他想起施南枝最初来到他身边时,那双藏着星光的眼睛;想起她不经意露出的羞涩笑容;想起她不顾生死回到岭南,只为在父母坟前为他祈福;想起地震过后,她像一只受惊的小鹿依偎在自己怀里;想起她失去孩子时崩溃的哭泣;想起她的辫子垂在胸前,鲜活灵动的模样……
而这一切,都将消失。
她宁愿死。
她宁愿用这种决绝的方式,也不愿意留在他身边。
他给了她最好的物质生活,给了她自己所有的爱。可最终,她却还是要离开他。
这个认知让他疼得无以复加,也无法呼吸。
他一直以为自己是无所不能的,只有他不想要的,没有他得不到的。
可在死亡面前,他的想法,显得如此可笑和不堪一击。
这一刻,他无比渴望能再给他一次机会,只要施南枝能好好活着,怎么惩罚他,他都接受,哪怕用他的生命换施南枝的生命,此刻他也是愿意的。
如果……她能醒来,他什么都愿意答应她,即使是放她离开。
只要她能醒过来,他只要她醒过来。
路景川突然感到一阵又一阵的尖锐痛感,像有什么东西狠狠扎进心里。
他闭上眼睛,眼泪便顺着眼角留下来了。
恍恍惚地,路景川不知是做了梦还是臆想在作怪,他看到施南枝醒了,她不仅醒了,还像以前一样对他笑,他不用说那些让她难过的话,她依然会乖乖地朝自己跑来,抱住他,轻轻吻他的额头。
她钻到他怀里,蹭蹭他的下巴:“你没刮胡子,扎到我了!”
她两手托着腮,仔细看着他:“你干什么了?我才两天没见你,你怎么老了十岁?”
她围着他仔细打量,转了一圈:“路景川,你都有些驼背了!”
她带着他送的月亮发卡,牵着他的手往前跑,一遍一遍地呢喃:“路景川,你能不能快一点啊!”

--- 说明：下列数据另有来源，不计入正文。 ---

PR #3425, opened 2022-01-04
Make build/install: build only zq and zed

mattnibs:
Change make build, install and create-release-assets to only build
zq and zed. Add builddev and installdev to install the other
development-centric commands (e.g., mockbrim, zc, zst, etc.).

### DIFF
--- a/Makefile
+++ b/Makefile
@@ -6,6 +6,7 @@ ARCH = "amd64"
 VERSION = $(shell git describe --tags --dirty --always)
 LDFLAGS = -s -X github.com/brimdata/zed/cli.Version=$(VERSION)
 MINIO_VERSION := 0.0.0-20201211152140-453ab257caf5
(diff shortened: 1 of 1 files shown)


Makefile
```diff
@@ -56,33 +57,42 @@ test-generate: generate
...
+output-check: builddev $(SAMPLEDATA)
 	scripts/output-check.sh
 
 # If the build recipe changes, please also change npm/build.
 build: $(PEG_DEP)
+	@mkdir -p dist
+	@go build -ldflags='$(LDFLAGS)' -o dist $(BUILD_COMMANDS)
+
+.PHONY: builddev
+builddev: $(PEG_DEP)
```
nwt, line 87: Do we really need both `build` and `builddev`? If not, I'd much prefer to leave `build` as is.

mattnibs: Sure

nwt (approved):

他眼里泪的光晕,和施南枝轻盈身影的光晕交织在一起,似真似幻……
不知过了多久,医生走出了抢救室,当听到“已经脱离危险”的那一刻,路景川整个人沿着墙壁滑落,跌坐在地面上。
那句话,像一道斜阳,刺穿了这漫长日夜的无尽黑暗。
他瘫坐在那里,肩膀剧烈地颤抖,压抑了太久的呜咽终于冲破了喉咙,变成了失而复得的痛哭。
天,仿佛真的放晴了。
他踉跄着扑到重症监护室的玻璃窗前。
里面,施南枝静静地躺着,脸色苍白得像一张被雨水打湿的纸,周身插满了管线,细微的呼吸在氧气面罩上留下浅浅的白雾。
随着她的一呼一吸之间,路景川才重新活了过来。
他隔着玻璃,用目光一遍遍描摹她的轮廓,喜极而泣。
只要她活着,这世上,他便不是一个人。
一天后,施南枝醒了。
过去的二十四个小时里,路景川一刻不放松地紧紧握着施南枝冰凉的手。
忽然,他掌心里的一根手指,极其轻微地勾动了一下。
像蝴蝶振翅一般轻微,却在他心里掀起了狂涛骇浪。
他猛地屏住呼吸,眼睛一眨不眨地看着施南枝的脸。
他看见她长而卷翘的睫毛,像也如蝶翼一般,轻轻颤动。
随后,施南枝的眼睛,缓缓地、艰难地睁开了一条缝隙。
那一刻,路景川的世界,枯木逢春一般,变成了彩色的。万物复苏,百花盛放,一切都有了澎湃的生机。